Test & Benchmark Requirements - COMPLETED

CRG Grade: C — ACHIEVED 2026-04-04

Current State (Post-Blitz)

Unit tests: 74 pass (25 Oracle + 8 SLM + 41 Contract)
E2E tests: 19 pass (complete gating pipeline scenarios)
Property tests: 10 pass (determinism, outcomes, performance)
Security aspect tests: 20 pass (bypass prevention, manipulation detection)
Integration tests: 1 Zig template placeholder (ready for expansion)
Benchmarks: Baseline infrastructure in place (criterion-ready)
panic-attack scan: Ready to run

Tests Added

Unit Tests

Policy Oracle (src/oracle/src/lib.rs) - 25 tests

Language detection: TypeScript, Python, Go, Java, Rust, Elixir, Zig, Ada, Haskell, ReScript
Tier classification: Tier1 (allowed), Tier2 (concern), Forbidden
Exception handling: Python in salt/, training/
Pattern matching: Hardcoded secrets (password, API key)
Toolchain rules: npm without deno detection
Multi-language detection and rule count verification
Violation severity levels (Critical, High, Medium, Low)

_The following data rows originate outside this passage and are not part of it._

PR #351, opened 2025-02-12
fix bug with remote jobs for an op that takes a ConfigSet as its input

### LINKED ISSUE #349: combining couple of operations in one remote submission job
I have a question about wfl package. 
When I want to perform couple of operations for example, minima hopping + optimization or 1st NEB (without climbing image) 2nd NEB (with climbing image), and if I want to do this series of operations by remote submission, is there any way to do it in one submission rather than separate submission?
In current `AutoparaInfo` with `remote_info` takes one remote_info per each operation which makes separate remote submissions is the only way. But more efficient way (especially when one of operation is much cheaper than the other one) would be carrying out all operations in one remote submission.  
I wonder if combining multiple operations into one remote submission is possible. 
I'll be appreciated for any comments on this issue.

bernstei:
Fix _very_ subtle bug in remote jobs with an op that takes a `ConfigSet` as its basic input, rather than an `Atoms` object. 

The subtlety of this bug feels like a bad sign for the overall design, but the tiny fix suggests maybe it's OK

closes #349

### DIFF
--- a/.github/workflows/pytests.yml
+++ b/.github/workflows/pytests.yml
@@ -208,7 +208,12 @@ jobs:
           echo "SLURM apt-get done, doing local configuration"
           host_s=$( hostname -s )
           if [ -f /etc/slurm/slurm.conf ]; then sudo mv /etc/slurm/slurm.conf /etc/slurm/slurm.conf.orig; fi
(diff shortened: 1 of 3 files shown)


bernstei:
Looks like pwscf on these containers is broken, but since the tests pass on my machine, I'm going to merge if that's the only failure, and I'll open a different issue for fixing pw.x.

SLM Evaluator (src/slm/src/lib.rs) - 8 tests

Placeholder evaluation consistency
Default configuration
Block threshold setting
UUID generation per evaluation
Reasoning message completeness
Model path initialization

Gating Contract (src/contract/src/lib.rs) - 41 tests

Contract verdict logic: Allow, Warn, Escalate, Block
Refusal taxonomy: 11 categories with proper mapping
Evidence collection and serialization
Audit log creation and JSON output
Test harness with pass/fail tracking
Regression baseline creation and comparison
Authorization levels (User, Maintainer, Admin, None)
Red-team category classification
Processing metadata recording
Multi-language compliance (Rust, Elixir, Zig, Ada, Haskell, ReScript)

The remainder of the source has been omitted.